I recently wondered about the more efficient linking of tables in a database. For example:

First way

| tasks | |----------------------------| | id INT | // primary key | title VARCHAR(20) | // index field | description VARCHAR (2000) | | test_data | |----------------------------| | id INT | // primary key | id_task INT | // foreign key | input_data VARCHAR (200) | | output_data VARCHAR (200) | 

Second way

 | tasks | |----------------------------| | title VARCHAR(20) | // primary key | description VARCHAR (2000) | | test_data | |----------------------------| | id INT | // primary key | title_task VARCHAR(20) | // foreign key | input_data VARCHAR (200) | | output_data VARCHAR (200) | 

In this example, two tables are shown (tasks and test data for tasks). I wanted to finally understand the issue of binding, because in some books I saw that the binding was the first way, i.e. through additional id fields. In other training materials I found that the link goes directly to the field containing any information. In this regard, I would like to get a clear answer to the topic when it is better to use what and how, and why?

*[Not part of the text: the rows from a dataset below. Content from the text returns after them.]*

PR #214, opened 2020-02-29
Add get/set_vertex methods to VertexArray and fix doc

silverweed:
The `VertexArray` struct currently has incorrect documentation on its `new` method: it states that its `vertex_count` argument is "The maximal number of vertex". However, that is really the *inital* number of vertices.

Moreover, there is no way to modify an existing Vertex: you can only `append` them - which resizes the array.

This PR addresses both problems by:
- fixing the documentation
- adding `get_vertex()`, `get_vertex_mut()` and `set_vertex()` methods to the `VertexArray`.

Edit:
- also adding `unchecked` versions of those methods.

### DIFF
--- a/src/graphics/vertex_array.rs
+++ b/src/graphics/vertex_array.rs
@@ -141,6 +141,13 @@ impl VertexArray {
         unsafe { &mut *(sfVertexArray_getVertex(self.vertex_array, index) as *mut _) }
     }
 
+    /// Sets the `index`-th vertex to `vertex`.
+    /// Panics if `index >= self.vertex_count()`.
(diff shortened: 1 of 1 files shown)


crumblingstatue:
Looks good to me.
If you'd like, you could add some example usage to them in the vertex-arrays example.

silverweed:
@crumblingstatue I just realized I totally missed the Index and IndexMut traits of VertexArray. They do exactly the same as get/set_vertex, so maybe we should get rid of the checked version of get/set_vertex and keep only the _unchecked versions...

crumblingstatue:
Haha, I guess missed them too when reviewing your PR.
Yeah, that sounds good to me! We could change the Index impls to use get_unchecked internally.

I would also like to use the opinion about the id field in each table, how important is it? Thank you in advance...

  • one
    The connection in 1 case is not completely clear. The second way is the standard link 1 to many. - JavaJunior

1 answer 1

The second method uses the so-called "natural key" - this is the primary key, made up directly of user data. In the first case, a “surrogate key” is used, which, as a rule (conditionally in 99.9% of cases), is generated by the database engine in the form of successively increasing numbers, and has no other purpose than to be unique.

Natural keys seem to even have their own adepts, although in practice I have not come across them, I only saw a couple of times on the Internet. The main disadvantages of the natural key:

  • often the primary field will not be a field, but a set of fields. If you keep a list of people, it can be "last name", "name", "middle name" and "date of birth", or passport details ("series", "number", "issued by", "date of issue "), or both. And when you need to link two tables, you have to store all these columns in both tables, and then each time enumerate them in the query:

     ... t1.first_name = t2.first_name and t1.last_name = t2.last_name and ... < еще 8 полей > 
  • a set of fields that was unique could suddenly become non-unique. For example, you decided to make the primary key a set of fields "last name", "name", "middle name" and "date of birth". Wait for two people with the same set of name + date of birth will not be long, and then have to somehow get out.